Exercise objective: Check each line of the data below for the word "Describe", then extract the ones that have it.

#### Information provided

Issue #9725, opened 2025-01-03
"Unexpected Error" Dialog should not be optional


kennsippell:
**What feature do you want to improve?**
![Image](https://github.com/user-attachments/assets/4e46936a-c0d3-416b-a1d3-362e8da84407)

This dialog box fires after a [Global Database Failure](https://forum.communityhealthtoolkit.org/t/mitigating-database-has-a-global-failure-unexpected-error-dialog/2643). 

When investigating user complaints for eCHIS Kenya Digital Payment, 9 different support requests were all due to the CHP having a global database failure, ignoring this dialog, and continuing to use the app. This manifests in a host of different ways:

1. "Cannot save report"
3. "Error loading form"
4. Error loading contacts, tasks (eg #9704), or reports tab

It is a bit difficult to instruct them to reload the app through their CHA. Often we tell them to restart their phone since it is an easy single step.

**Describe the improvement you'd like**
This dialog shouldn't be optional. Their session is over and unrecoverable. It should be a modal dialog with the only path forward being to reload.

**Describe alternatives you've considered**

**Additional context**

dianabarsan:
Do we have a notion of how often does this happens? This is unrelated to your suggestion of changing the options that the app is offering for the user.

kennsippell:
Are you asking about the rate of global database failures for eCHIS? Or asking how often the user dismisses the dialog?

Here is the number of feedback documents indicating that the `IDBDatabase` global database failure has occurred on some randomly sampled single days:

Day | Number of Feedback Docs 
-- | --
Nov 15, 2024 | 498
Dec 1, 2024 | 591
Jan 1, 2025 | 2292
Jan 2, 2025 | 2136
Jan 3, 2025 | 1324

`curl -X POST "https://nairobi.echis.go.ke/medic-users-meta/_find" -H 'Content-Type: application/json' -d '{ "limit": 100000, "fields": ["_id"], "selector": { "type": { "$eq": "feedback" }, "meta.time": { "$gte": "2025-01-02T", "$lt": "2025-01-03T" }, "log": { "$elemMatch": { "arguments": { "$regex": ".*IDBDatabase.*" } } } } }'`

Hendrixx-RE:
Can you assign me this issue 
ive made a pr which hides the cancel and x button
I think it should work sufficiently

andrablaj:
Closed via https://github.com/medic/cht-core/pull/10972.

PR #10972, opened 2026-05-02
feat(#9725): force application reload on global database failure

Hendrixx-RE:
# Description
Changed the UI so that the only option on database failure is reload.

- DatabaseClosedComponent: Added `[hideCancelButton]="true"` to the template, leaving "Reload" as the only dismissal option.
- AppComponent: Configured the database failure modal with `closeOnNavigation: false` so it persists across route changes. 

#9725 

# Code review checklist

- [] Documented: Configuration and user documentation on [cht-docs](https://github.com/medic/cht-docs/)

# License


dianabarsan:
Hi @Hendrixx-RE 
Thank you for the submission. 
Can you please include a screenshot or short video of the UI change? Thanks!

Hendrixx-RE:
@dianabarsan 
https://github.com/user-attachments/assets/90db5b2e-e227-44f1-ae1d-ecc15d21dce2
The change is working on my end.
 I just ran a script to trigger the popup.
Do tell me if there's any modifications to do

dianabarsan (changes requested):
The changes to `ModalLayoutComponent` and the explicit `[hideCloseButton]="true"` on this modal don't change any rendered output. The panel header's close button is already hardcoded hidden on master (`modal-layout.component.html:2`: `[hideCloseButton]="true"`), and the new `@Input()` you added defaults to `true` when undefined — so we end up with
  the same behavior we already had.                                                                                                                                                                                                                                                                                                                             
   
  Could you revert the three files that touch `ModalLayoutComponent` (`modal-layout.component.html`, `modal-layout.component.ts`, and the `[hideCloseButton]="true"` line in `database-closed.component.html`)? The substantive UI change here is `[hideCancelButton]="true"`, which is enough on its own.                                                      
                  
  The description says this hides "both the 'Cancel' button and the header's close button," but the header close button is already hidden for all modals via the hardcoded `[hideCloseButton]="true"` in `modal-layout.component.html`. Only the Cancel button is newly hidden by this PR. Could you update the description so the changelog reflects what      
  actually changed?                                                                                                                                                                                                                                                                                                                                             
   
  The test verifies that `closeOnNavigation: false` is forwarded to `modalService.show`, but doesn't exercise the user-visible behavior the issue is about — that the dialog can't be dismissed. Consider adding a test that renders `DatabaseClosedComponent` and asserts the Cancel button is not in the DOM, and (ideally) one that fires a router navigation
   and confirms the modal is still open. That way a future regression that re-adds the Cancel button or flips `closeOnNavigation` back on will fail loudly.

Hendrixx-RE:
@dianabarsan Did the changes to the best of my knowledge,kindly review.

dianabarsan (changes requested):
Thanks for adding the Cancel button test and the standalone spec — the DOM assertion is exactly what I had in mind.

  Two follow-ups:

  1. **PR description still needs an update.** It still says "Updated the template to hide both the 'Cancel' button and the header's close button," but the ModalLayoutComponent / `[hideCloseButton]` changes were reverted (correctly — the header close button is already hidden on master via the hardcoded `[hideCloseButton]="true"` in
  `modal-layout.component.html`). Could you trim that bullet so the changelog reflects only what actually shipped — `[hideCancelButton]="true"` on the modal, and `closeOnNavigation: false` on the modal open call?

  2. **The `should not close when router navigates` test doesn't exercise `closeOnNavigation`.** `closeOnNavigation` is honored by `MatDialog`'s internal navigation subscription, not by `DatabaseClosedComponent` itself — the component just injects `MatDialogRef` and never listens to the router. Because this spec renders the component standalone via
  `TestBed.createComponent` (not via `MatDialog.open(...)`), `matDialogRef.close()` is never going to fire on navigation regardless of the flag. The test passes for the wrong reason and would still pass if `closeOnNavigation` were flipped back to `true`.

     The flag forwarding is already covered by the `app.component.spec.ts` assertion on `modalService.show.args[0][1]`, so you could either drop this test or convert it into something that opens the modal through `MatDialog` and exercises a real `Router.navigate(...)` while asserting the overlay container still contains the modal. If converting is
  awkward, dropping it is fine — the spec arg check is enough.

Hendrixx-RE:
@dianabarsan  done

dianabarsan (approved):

########

Result:
**Describe the improvement you'd like**
**Describe alternatives you've considered**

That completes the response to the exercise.